それでも味方がいるので、以前ほど暗い気持ちにはならない。
もう、私を嫌う病気にでもかかっているのかしらと思うから。
なにせこちらは、告発さえ済ませれば、どこかへき地でひっそりと暮らすか、平民になってオーグレン公爵令嬢エレナとは関わりのない生活をするのだ。
「今だけ切り抜ければいいものね」
ついつぶやいてしまったらしい。
「どうかされましたか?」
なにか言ったらしいことは聞こえたので、ブレンダ嬢が尋ねてくる。
「あ、いいえ大丈夫です。ひとり言を口に出してしまって」
「そういうことってありますよね」
うなずいてくれたのは、ブレンダ嬢のお友達の一人で、ほわんとやわらかな雰囲気の方だ。あまり身構えることなく話せる方で、嬉しい。
「気を抜いてはいけませんわ、リネア様。どんなことから上げ足を盗られるかわかりませんもの」
もう一人の方は、やや心配性な人だ。以前は少し厳しい人なのかと思っていたけれど、ちょっとつり目気味なのと心配しすぎなせいであれこれ言うせいなのだと、今はわかっている。

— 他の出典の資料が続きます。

PR #525, opened 2026-06-12
Fix dependency error in resources ordering

### LINKED ISSUE #266: [BUG] kubectl apply on crane output directory fails on first run due to alphabetical file ordering
### Description:
When applying crane's output directory to a fresh target namespace, kubectl apply -f <output-dir>/ processes files alphabetically. This causes RoleBinding resources that reference a Role to be applied before the Role itself exists on the target, resulting in a NotFound error on the first apply.

### Steps to Reproduce:

**1. Ensure a clean environment:**

```
kubectl delete namespace role-migration --context src --ignore-not-found=true
kubectl delete namespace role-migration --context tgt --ignore-not-found=true
```

**2. Set up a fresh target namespace with non-admin access:**

```
kubectl create namespace role-migration --context tgt
kubectl create rolebinding nonadmin-ns-admin \
  --clusterrole=admin \
  --user=dev \
  -n role-migration \
  --context tgt
```

**3. Set up source namespace with a Role and RoleBinding:**
```
kubectl create namespace role-migration --context src
kubectl create serviceaccount test-sa -n role-migration --context src
kubectl create role pod-reader --verb=get,list,watch --resource=pods -n role-migration --context src
kubectl create rolebinding pod-reader-binding --role=pod-reader --serviceaccount=role-migration:test-sa -n role-migration --context src
```

**4. Run the crane pipeline:**

```
EXPORT_DIR=$(mktemp -d)
TRANSFORM_DIR=$(mktemp -d)
OUTPUT_DIR=$(mktemp -d)

crane export --namespace role-migration --context src --export-dir "$EXPORT_DIR"
crane transform --export-dir "$EXPORT_DIR" --transform-dir "$TRANSFORM_DIR"
crane apply --export-dir "$EXPORT_DIR" --transform-dir "$TRANSFORM_DIR" --output-dir "$OUTPUT_DIR"
```

**5. Apply the output to the fresh target namespace in a single pass:**

```
KUBECONFIG=~/.kube/config \
kubectl apply \
  -f "$OUTPUT_DIR/resources/role-migration/" \
  --context tgt-dev
```

### Actual Result:
```
rolebinding.rbac.authorization.k8s.io/nonadmin-ns-admin configured
role.rbac.authorization.k8s.io/pod-reader created
serviceaccount/test-sa created
Error from server (NotFound): error when creating "...RoleBinding_rbac.authorization.k8s.io_v1_role-migration_pod-reader-binding.yaml": rolebindings.rbac.authorization.k8s.io "pod-reader" not found
```

### Expected Result:
```
All resources apply successfully in a single pass.
Root Cause:
kubectl apply -f <dir> processes files alphabetically. RoleBinding sorts before Role, so pod-reader-binding is attempted before pod-reader exists on the target. Kubernetes validates the roleRef at creation time and rejects the binding.
```

### Workaround:
Run kubectl apply again, the second pass succeeds because all dependencies are already in place:

`kubectl apply -f "$OUTPUT_DIR/resources/role-migration/" --context tgt`

### Suggested Fix:
crane should write manifests to the output directory in dependency-aware order, ensuring that Role resources are written before RoleBinding resources, ConfigMap/Secret before Deployment, etc.

### Environment:
 
crane version: v0.0.6
crane-lib version: v0.0.10
Kubernetes: minikube v1.35.1
kubectl: v1.33.3

aufi:
Fixing alphabetical file ordering issue where RoleBinding was applied before Role, causing NotFound errors on first kubectl apply.

**OPT-IN with `--ordered` flag for `crane apply` **

Changes:
- Add 3-digit order prefix to resource filenames (e.g., 300_Role_*, 310_RoleBinding_*)
- Implement dependency-aware ordering following kubectl best practices
- Resources now apply in correct order: Namespace → Secret/ConfigMap → Role → RoleBinding → Deployment → Service

Files are now named with order prefixes ensuring dependencies exist before dependents:
```
  240_ConfigMap_*
  300_Role_*
  310_RoleBinding_*
  340_Deployment_*
```

This eliminates the need to run kubectl apply twice and follows Kubernetes resource ordering conventions.

Fixes #266

## Summary by CodeRabbit

* **New Features**
  * Added an `--ordered` option to the apply command to write Kubernetes resources with dependency-aware filename prefixes for more reliable apply sequencing.
* **Tests**
  * Added/expanded unit tests validating resource ordering logic, filename prefix formatting, lexicographic stability, and correct ordering for workloads and webhook resources.


stillalearner:
So, this PR fixes the resource ordering issue while applying all the files inside the output/resources/ns/  directory. 
While there is another file  by kustomise in the output/ directory, named as output.yaml, which also contains all the resources, and ordered correctly as well, which can be directly applied by the user. 

So what we need to decide first is the correct way of applying all the resources at once on the target cluster:

1. kubectl apply -f output/output.yaml 

-> This is already sorted appropriately by kustomize according to the dependency of resources. Then we wont be needing this fix.

2. kubectl apply -f output/resources/ns/ 

-> This is not sorted acc to dependency, AND this fix would be needed in this case.

aufi:
Updated to OPT-IN for numbering and added `--ordered` flag for apply.

internal/file/ordering.go
```diff
@@ -0,0 +1,94 @@
...
+	if order, exists := ResourceOrder[kind]; exists {
+		return order
+	}
+	return ResourceOrder["_default"]
+}
+
+// GetOrderedResourceFilename returns a filename with an order prefix for dependency-aware application.
+// Format: NNN_Kind_group_version_namespace_name.yaml
+// where NNN is a 3-digit order number (e.g., "050_Role_rbac.authorization.k8s.io_v1_default_pod-reader.yaml")
+func GetOrderedResourceFilename(obj unstructured.Unstructured) string {
```
msajidmansoori12, line 92: Hi @aufi , 
just one small thing I noticed that might be worth considering.

In --ordered mode, filenames are built with 3-digit padding (%03d), but unknown kinds use order 1000 (4 digits).
So you can end up with names like:

1000_UnknownKind_...
240_ConfigMap_...
300_Role_...
When sorted as text, 1000_... comes before 240_..., which is opposite of the intended “unknown kinds go last” ordering.

This may not always impact normal kubectl apply -f <dir> usage, so totally up to you whether to address now or later. I mainly wanted to flag it since it can affect deterministic filename ordering (especially for scripts/tools that apply files in sorted-name order).

Possible future tweak (if you decide to): switch to 4-digit padding (e.g. %04d), so ordering is consistent: 0240_..., 0300_..., 1000_....

Currently : 
```
 ls | sort 
1000_UnknownKind_example.com_v1_default_u1.yaml
240_ConfigMap__v1_default_cm1.yaml
```

If using 4 digit padding - 

```
ls | sort                                                                
0240_ConfigMap__v1_default_cm1.yaml
1000_UnknownKind_example.com_v1_default_u1.yaml
240_ConfigMap__v1_default_cm1.yaml
```

msajidmansoori12 (changes requested):

internal/file/ordering.go
aufi: You're right, thanks for reporting this.

aufi: I updated the default 1000 to 999 and kept 3 digits to stay concistent (and I believe 0-999 will be enough at least for now).

msajidmansoori12: Thanks @aufi

stillalearner (approved):
LGTM, Thanks for the opt-in feature. @aufi

midays (approved):
LGTM

internal/file/ordering.go
aufi: Thanks @msajidmansoori12 , could you please re-review? (To remove change request)

msajidmansoori12 (approved):

midays:
the PR fixes the issue:

generated files are ordered with `--ordered` flag
```
ls ./output-test/resources/role-migration
220_ServiceAccount__v1_role-migration_test-sa.yaml
300_Role_rbac.authorization.k8s.io_v1_role-migration_pod-reader.yaml
310_RoleBinding_rbac.authorization.k8s.io_v1_role-migration_pod-reader-binding.yaml
```

no error or warning is printed:
```
kubectl apply \
  -f "$OUTPUT_DIR/resources/role-migration/" \
  --context tgt-dev

serviceaccount/test-sa created
role.rbac.authorization.k8s.io/pod-reader created
rolebinding.rbac.authorization.k8s.io/pod-reader-binding created
```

「本当にそうですね。今までもそれで言いがかりをつけられていましたもの」
私はうなずく。もうオーグレン公爵令嬢ときたら、私の言葉の全てを悪く取ろうとしてくるから、近くでうっかり口を滑らせないようにしなければならないのだ。
そこでブレンダ嬢が顎に指をあてて眉をひそめた。
「私でも、妙にリネア様にばかりつっかかる理由がわからないのは、不可解ですね……。伯爵令嬢を下に見るのは元からですけれど」
彼女がそんなことを言いだしたのは、辺りに私達以外に人がいなくなったからだろう。
エントランスへ向かいながらも、少し人がいない場所を選んで歩いていたから。おそらく友人達と私を引き合わせた後なので、他の人に聞かれたくない会話を出すつもりなのでしょう。
「……個人的な恨みがあるとか?」
「そもそも接点がないのです。実父が私をパーティーに連れ歩くこともありませんんでしたから、あまりほうぼうの方と顔を合わせていませんし。そのせいで、なかなか同年齢の方と知り合う機会も少なかったものですから」
私が首をかしげると、ほんわかした令嬢が腕を組む。
「うううう。本当に謎ですね」
「以前の家に恨みがあったのでは?」
心配性な令嬢がそう言うけれど、でもすぐに自分で首を横に振る。
「いえ、それにしてはあまりにもリネア様自身に恨みがありすぎるような行動……」
そこではっとしたように心配性な令嬢が目を見開いた。
「もしかして、リネア様が覚えていないところで、オーグレン公爵令嬢のプライドを刺激してしまったのでは? 例えばバイオリンだって、オーグレン公爵令嬢は高名な演奏者を教師に招いていると自慢していたのに、リネア様がいつも一番ですし」
「そういうことかしら」
ブレンダ嬢は首をかしげながらも、でもそれ以上に思いつくこともない。
「逆恨みをどうこうするのは難しそうですね……」
私達は一斉にため息をつくしかなかった。
そうしてエントランスに近づいてきた時だった。
「あの」
そっと歩み寄って来たのは、学院の召使いの女性だった。
やや生活に疲れた感じの、私よりずっと年上の女性だ。
「こちらお預かりしておりました、レーディン伯爵令嬢様にと」
差し出された白い封筒を、私は受け取る。
くるりと裏を見れば、ラース様の名前が書かれていた。走り書きのような急いだ文字で。
「ラース様が……?」
中身を見ると、学院の蓮池で待ち合わせたいと書かれている。そこで話があるらしいが。
この後、公爵家で顔を合わせた時にでも話せばいいのに……。
明らかにラース様とは思えない内容に、私は首をかしげる。
「どうなさいました?」
ブレンダ嬢が聞いてくれたので、私は手紙をそのまま見せた。彼女もラース様の文字は何度となく目にしているはずだから、本人のものなのか鑑定してほしいと考えてのことだ。
「ラース様の文字に似ていなくもないですけれど……。学院内で急いで書くというのも、おかしな話ですわね」
それから彼女はふふ、と笑う。
「私と一緒に、行ってみましょうか、リネア様。ついでに何か掴めるかもしれませんし」
その時、ブレンダ嬢が悪い笑みを浮かべてみせた。
断る理由もなく、私はブレンダ嬢と二人で手紙で指定されている場所へ行くことにした。二人のブレンダ嬢の友人達には、万が一を考えて帰ってもらっている。
この手紙を『作った』人間の身分が、もし高い人だったなら……ちょっと面倒だからだ。
(私やブレンダ嬢なら、ラース様をすぐに頼るという方法があるけれど、彼女達は直接ラース様と交流があるわけではないから)
彼女達の身の安全のためにも、こうするしかない。
そうして学院の蓮池へやってきた。
そこは、学院の建物を望む広い庭の一画だ。
けれど池の周囲は丈高い木などがあり、周囲からは少し切り取られたように感じる。
誰がいるのかは、近づかないとよくわからないのだが。
「ああ……予想の一つ目が当たったようですね」
ブレンダ嬢がつぶやく。
見えたのは白金の髪を巻いた令嬢と、そのいつもの取り巻きの人々。
エレナ・オーグレン公爵令嬢とその一味だ。